Конец! Пришедшее на ум слово было пронзительно ясным, но даже оно не заставило Георгия сдвинуться с места.
А в следующий миг Яниса заслонила чья-то широкая спина, и время сразу пошло в прежнем темпе.
Теперь Орловский не мог видеть своего врага. Зато он мгновенно понял бросок Степана Петровича, пытавшегося прикрыть его своим телом.
Зачем?!
Из шеи бывшего солдата фонтаном брызнула кровь. Он стал заваливаться в сторону, беззвучно, будто не чувствуя боли, и за ним показалась зловещая морда атамана.
Но ступор уже прошел. Рука без подсказки схватилась за рукоять шашки, дернула ее из ножен.
Отточенное лезвие взмыло вверх, со свистом описало круг и с разгона врезалось чуть пониже атаманской головы.
Сила удара оказалась такой, что клинок проскочил шею словно нематериальное облако.
Голова Яниса подскочила и, поворачиваясь в воздухе, полетела вдогонку падающему солдату.
– Бей банду! – крик вырвался у Орловского сам, только этого показалось мало, и он довершил его диким ругательством.
Кто-то уже бросился друг на друга, однако большинство никак не могло прийти в себя. Кто-то ничего не понял, кто-то и не увидел, кто-то элементарно растерялся, не знал, спасаться или нападать.
Это касалось обеих сторон. Солдаты не ожидали нападения, бандиты – мгновенной смерти главаря.

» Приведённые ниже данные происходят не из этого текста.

PR #1765, opened 2025-02-26
build: use `npm ci` instead of `npm install` in build scripts

gkc:
**- What I did**
build: use `npm ci` instead of `npm install` in build scripts, so that the dependency isn't flagged as being unpinned

**- How I did it**
Modified npm_build_test.yml and multibuild.yml

**- How to verify it**
line no longer flagged as unpinned by the dependency checker

### DIFF
--- a/.github/workflows/multibuild.yaml
+++ b/.github/workflows/multibuild.yaml
@@ -228,9 +228,6 @@ jobs:
         uses: actions/setup-node@1d0ff469b7ec7b3cb9d8673fde0c81c44821de2a # v4.2.0
         with:
           node-version: '20.17.0'
-      - name: setup required npm version
-        run: |
-          npm ci npm@10.8.2
       - name: Build admin webapp
         working-directory: ./apps/admin/webapp
         run: |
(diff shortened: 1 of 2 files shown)


.github/workflows/multibuild.yaml
```diff
@@ -230,7 +230,7 @@ jobs:
           node-version: '20.17.0'
       - name: setup required npm version
         run: |
-          npm install -g npm@10.8.2
+          npm ci npm@10.8.2
```
cpswan: I don't think this change will persuade the scanner, as it's still not pinned to a hash

Do we actually need `npm@10.8.2` stated on this line, or can it just be picked up from the lock file?

gkc: > I don't think this change will persuade the scanner, as it's still not pinned to a hash
> 
> Do we actually need `npm@10.8.2` stated on this line, or can it just be picked up from the lock file?

Using “npm ci” by definition uses the lock file; I made a similar change in the past to eliminate this issue for the package dependencies, so my understanding is that the scanner knows about “npm ci” vs “npm i” and therefore this change should work (?)

gkc: However - actually this line is irrelevant. Will remove

cpswan (approved):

– Бей! – Орловский подскочил к ближайшему разбойнику и с коротким замахом погрузил клинок сверху в плечо.
Где-то в другом конце, леденя кровь, раздался вопль ужаса, чуть ближе кто-то взвизгнул от боли, и схватка вмиг стала всеобщей.
Едва не две сотни людей в ограниченном пространстве завязали жестокий бой, в котором все средства были хороши и все – недостаточны.
В страшной давке оказались бесполезными винтовки. Мало кто из противников имел с собой револьверы. Еще меньше было тех, кто догадался пустить их в ход. В основном люди просто били друг друга, старались задушить, впивались зубами в горло… Кто послабее, отказался от борьбы, был сбит с ног и затоптан, остальные же боролись с такой яростью, словно в их душах отродясь не было ничего человеческого…
И никто никогда не рассказал бы, что делал и как все происходило. Разум молчал…
– Еще десяток верст, и будет Смоленск. – Дзелковский на правах проводника ехал с головным дозором.
– Тихо! – прервал его находившийся тут же Канцевич, останавливая коня.
– Стреляют, – выдохнул один из кавалеристов.
Дозорные переглянулись. Мысль, что они могли опоздать, обожгла огнем.
– Продолжать движение! Я к Аргамакову! – Канцевич развернулся и пустил коня в галоп.